= Problem description =
Every record that follows needs to be written out again, exactly.

= Information provided =
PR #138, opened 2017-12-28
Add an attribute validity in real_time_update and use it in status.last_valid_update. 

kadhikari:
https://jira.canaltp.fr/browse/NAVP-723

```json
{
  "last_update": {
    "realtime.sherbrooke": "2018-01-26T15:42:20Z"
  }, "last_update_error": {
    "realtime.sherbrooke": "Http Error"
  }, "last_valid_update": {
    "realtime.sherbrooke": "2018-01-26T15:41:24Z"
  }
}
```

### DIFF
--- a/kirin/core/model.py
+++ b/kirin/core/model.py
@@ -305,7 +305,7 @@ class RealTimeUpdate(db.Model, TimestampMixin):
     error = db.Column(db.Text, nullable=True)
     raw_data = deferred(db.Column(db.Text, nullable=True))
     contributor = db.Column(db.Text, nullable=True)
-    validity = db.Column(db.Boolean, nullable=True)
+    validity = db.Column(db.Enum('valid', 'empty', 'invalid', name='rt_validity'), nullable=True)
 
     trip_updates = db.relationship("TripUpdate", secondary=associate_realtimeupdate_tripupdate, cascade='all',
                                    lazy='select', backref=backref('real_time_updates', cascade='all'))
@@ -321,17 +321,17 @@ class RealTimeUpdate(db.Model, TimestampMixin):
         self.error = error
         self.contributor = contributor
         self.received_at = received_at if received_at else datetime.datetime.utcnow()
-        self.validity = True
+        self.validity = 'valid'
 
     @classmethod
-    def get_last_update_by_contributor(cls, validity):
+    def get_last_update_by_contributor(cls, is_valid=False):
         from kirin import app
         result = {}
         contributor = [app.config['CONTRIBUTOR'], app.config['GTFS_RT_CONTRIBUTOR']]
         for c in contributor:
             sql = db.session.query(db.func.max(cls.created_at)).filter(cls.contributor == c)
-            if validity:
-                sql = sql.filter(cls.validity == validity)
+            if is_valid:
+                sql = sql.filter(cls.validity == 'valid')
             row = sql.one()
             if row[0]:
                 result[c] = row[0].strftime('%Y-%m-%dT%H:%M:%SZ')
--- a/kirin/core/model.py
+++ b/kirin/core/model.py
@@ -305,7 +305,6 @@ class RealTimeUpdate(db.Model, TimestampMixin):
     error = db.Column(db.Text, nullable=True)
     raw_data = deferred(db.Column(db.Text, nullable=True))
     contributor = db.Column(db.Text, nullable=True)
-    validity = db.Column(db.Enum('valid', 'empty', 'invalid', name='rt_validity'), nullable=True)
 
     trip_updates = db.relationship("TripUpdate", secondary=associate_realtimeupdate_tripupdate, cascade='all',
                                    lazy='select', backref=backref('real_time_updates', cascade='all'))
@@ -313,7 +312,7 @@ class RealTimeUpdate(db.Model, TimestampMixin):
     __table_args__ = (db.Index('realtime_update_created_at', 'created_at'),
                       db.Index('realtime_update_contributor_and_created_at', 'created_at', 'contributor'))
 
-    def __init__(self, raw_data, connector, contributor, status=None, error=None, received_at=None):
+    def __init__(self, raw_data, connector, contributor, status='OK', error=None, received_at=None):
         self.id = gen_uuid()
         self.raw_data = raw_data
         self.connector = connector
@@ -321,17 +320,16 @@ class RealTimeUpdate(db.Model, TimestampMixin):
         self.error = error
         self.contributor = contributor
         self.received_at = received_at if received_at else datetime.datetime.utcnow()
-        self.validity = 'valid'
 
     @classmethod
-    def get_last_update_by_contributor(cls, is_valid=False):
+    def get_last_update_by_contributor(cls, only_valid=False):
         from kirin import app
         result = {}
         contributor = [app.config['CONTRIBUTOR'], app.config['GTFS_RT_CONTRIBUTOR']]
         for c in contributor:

= Final answer =
PR #138, opened 2017-12-28
Add an attribute validity in real_time_update and use it in status.last_valid_update. 

kadhikari:
https://jira.canaltp.fr/browse/NAVP-723

```json
{
  "last_update": {
    "realtime.sherbrooke": "2018-01-26T15:42:20Z"
  }, "last_update_error": {
    "realtime.sherbrooke": "Http Error"
  }, "last_valid_update": {
    "realtime.sherbrooke": "2018-01-26T15:41:24Z"
  }
}
```

### DIFF
--- a/kirin/core/model.py
+++ b/kirin/core/model.py
@@ -305,7 +305,7 @@ class RealTimeUpdate(db.Model, TimestampMixin):
     error = db.Column(db.Text, nullable=True)
     raw_data = deferred(db.Column(db.Text, nullable=True))
     contributor = db.Column(db.Text, nullable=True)
-    validity = db.Column(db.Boolean, nullable=True)
+    validity = db.Column(db.Enum('valid', 'empty', 'invalid', name='rt_validity'), nullable=True)
 
     trip_updates = db.relationship("TripUpdate", secondary=associate_realtimeupdate_tripupdate, cascade='all',
                                    lazy='select', backref=backref('real_time_updates', cascade='all'))
@@ -321,17 +321,17 @@ class RealTimeUpdate(db.Model, TimestampMixin):
         self.error = error
         self.contributor = contributor
         self.received_at = received_at if received_at else datetime.datetime.utcnow()
-        self.validity = True
+        self.validity = 'valid'
 
     @classmethod
-    def get_last_update_by_contributor(cls, validity):
+    def get_last_update_by_contributor(cls, is_valid=False):
         from kirin import app
         result = {}
         contributor = [app.config['CONTRIBUTOR'], app.config['GTFS_RT_CONTRIBUTOR']]
         for c in contributor:
             sql = db.session.query(db.func.max(cls.created_at)).filter(cls.contributor == c)
-            if validity:
-                sql = sql.filter(cls.validity == validity)
+            if is_valid:
+                sql = sql.filter(cls.validity == 'valid')
             row = sql.one()
             if row[0]:
                 result[c] = row[0].strftime('%Y-%m-%dT%H:%M:%SZ')
--- a/kirin/core/model.py
+++ b/kirin/core/model.py
@@ -305,7 +305,6 @@ class RealTimeUpdate(db.Model, TimestampMixin):
     error = db.Column(db.Text, nullable=True)
     raw_data = deferred(db.Column(db.Text, nullable=True))
     contributor = db.Column(db.Text, nullable=True)
-    validity = db.Column(db.Enum('valid', 'empty', 'invalid', name='rt_validity'), nullable=True)
 
     trip_updates = db.relationship("TripUpdate", secondary=associate_realtimeupdate_tripupdate, cascade='all',
                                    lazy='select', backref=backref('real_time_updates', cascade='all'))
@@ -313,7 +312,7 @@ class RealTimeUpdate(db.Model, TimestampMixin):
     __table_args__ = (db.Index('realtime_update_created_at', 'created_at'),
                       db.Index('realtime_update_contributor_and_created_at', 'created_at', 'contributor'))
 
-    def __init__(self, raw_data, connector, contributor, status=None, error=None, received_at=None):
+    def __init__(self, raw_data, connector, contributor, status='OK', error=None, received_at=None):
         self.id = gen_uuid()
         self.raw_data = raw_data
         self.connector = connector
@@ -321,17 +320,16 @@ class RealTimeUpdate(db.Model, TimestampMixin):
         self.error = error
         self.contributor = contributor
         self.received_at = received_at if received_at else datetime.datetime.utcnow()
-        self.validity = 'valid'
 
     @classmethod
-    def get_last_update_by_contributor(cls, is_valid=False):
+    def get_last_update_by_contributor(cls, only_valid=False):
         from kirin import app
         result = {}
         contributor = [app.config['CONTRIBUTOR'], app.config['GTFS_RT_CONTRIBUTOR']]
         for c in contributor:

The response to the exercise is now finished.